*MATERIAL FOR THIS TASK*.
□ □ □
PR #1744, opened 2016-12-01
Spark fix & organize itests

rabbitonweb:
Purpose of this PR is to:

1. set failing tests to `skipped` (not spark connector fault they are failing) and `pending` (spark connector fault OR still unknown why failing)
2. keep checked list (in org-mode) of tests that are still `skipped` or `pending` with decent description of why that is

In the process few of the tests were already fixed. Other require more investigation.
Further work is to actually make all the `pending` tests to pass.


rabbitonweb:
@sellout why changed to 'inreview' ?

it-tests-failing.org
```diff
@@ -0,0 +1,68 @@
+* SKIPPED - failures not Spark related
```
drostron: Did you mean to include this?

it/src/main/resources/tests/LocationCount.test
```diff
@@ -7,7 +7,9 @@
         "mongodb_3_2":       "pending",
         "postgresql":        "pending",
         "marklogic":         "skip",
-        "couchbase":         "skip"
+        "couchbase":         "skip",
```
drostron: Indentation and alignment throughout.

rabbitonweb: yes, I want to document all tests that are skipped but they fail not because of Spark

it-tests-failing.org
rabbitonweb: yes, I want to document all tests that are skipped but they fail not because of Spark

it/src/main/resources/tests/LocationCount.test
rabbitonweb: this is going to be a pain :)

rabbitonweb: just to be sure: the issue here is that the "skips" are not in single column, correct?

drostron: Was just observing that the additions didn't follow current alignment format where connector names are indented by the same amount and directives are aligned. It's likely reasonable to auto-format these at some point to avoid the manual formatting headache.

it-tests-failing.org
rabbitonweb: I'm happy to push it as issues

rabbitonweb:
RDY

drostron:
There are still a few misalignments, but I'm ok leaving them as motivation to put an auto-formatter of some sort in place. LGTM, will merge upon Travis's 👌🏽.

drostron:
Needs a `revision.md`

it/src/main/resources/tests/LocationCount.test
rabbitonweb: I see different files being fomratted differently

drostron: I was referring to alignment throughout which you've mostly addressed. This is a case where a tool should be applied for consistent formatting. There's already at least indentation differences among the test files. We've been following the formatting within a particular file for the most part. That said, it's a better use of our time automating formatting rather than manually doing so. I'm ok with leaving things as is as mentioned in another comment.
□ □ □
Nothing in the records should be left out; write all of them out again exactly.

PR #1744, opened 2016-12-01
Spark fix & organize itests

rabbitonweb:
Purpose of this PR is to:

1. set failing tests to `skipped` (not spark connector fault they are failing) and `pending` (spark connector fault OR still unknown why failing)
2. keep checked list (in org-mode) of tests that are still `skipped` or `pending` with decent description of why that is

In the process few of the tests were already fixed. Other require more investigation.
Further work is to actually make all the `pending` tests to pass.


rabbitonweb:
@sellout why changed to 'inreview' ?

it-tests-failing.org
```diff
@@ -0,0 +1,68 @@
+* SKIPPED - failures not Spark related
```
drostron: Did you mean to include this?

it/src/main/resources/tests/LocationCount.test
```diff
@@ -7,7 +7,9 @@
         "mongodb_3_2":       "pending",
         "postgresql":        "pending",
         "marklogic":         "skip",
-        "couchbase":         "skip"
+        "couchbase":         "skip",
```
drostron: Indentation and alignment throughout.

rabbitonweb: yes, I want to document all tests that are skipped but they fail not because of Spark

it-tests-failing.org
rabbitonweb: yes, I want to document all tests that are skipped but they fail not because of Spark

it/src/main/resources/tests/LocationCount.test
rabbitonweb: this is going to be a pain :)

rabbitonweb: just to be sure: the issue here is that the "skips" are not in single column, correct?

drostron: Was just observing that the additions didn't follow current alignment format where connector names are indented by the same amount and directives are aligned. It's likely reasonable to auto-format these at some point to avoid the manual formatting headache.

it-tests-failing.org
rabbitonweb: I'm happy to push it as issues

rabbitonweb:
RDY

drostron:
There are still a few misalignments, but I'm ok leaving them as motivation to put an auto-formatter of some sort in place. LGTM, will merge upon Travis's 👌🏽.

drostron:
Needs a `revision.md`

it/src/main/resources/tests/LocationCount.test
rabbitonweb: I see different files being fomratted differently

drostron: I was referring to alignment throughout which you've mostly addressed. This is a case where a tool should be applied for consistent formatting. There's already at least indentation differences among the test files. We've been following the formatting within a particular file for the most part. That said, it's a better use of our time automating formatting rather than manually doing so. I'm ok with leaving things as is as mentioned in another comment.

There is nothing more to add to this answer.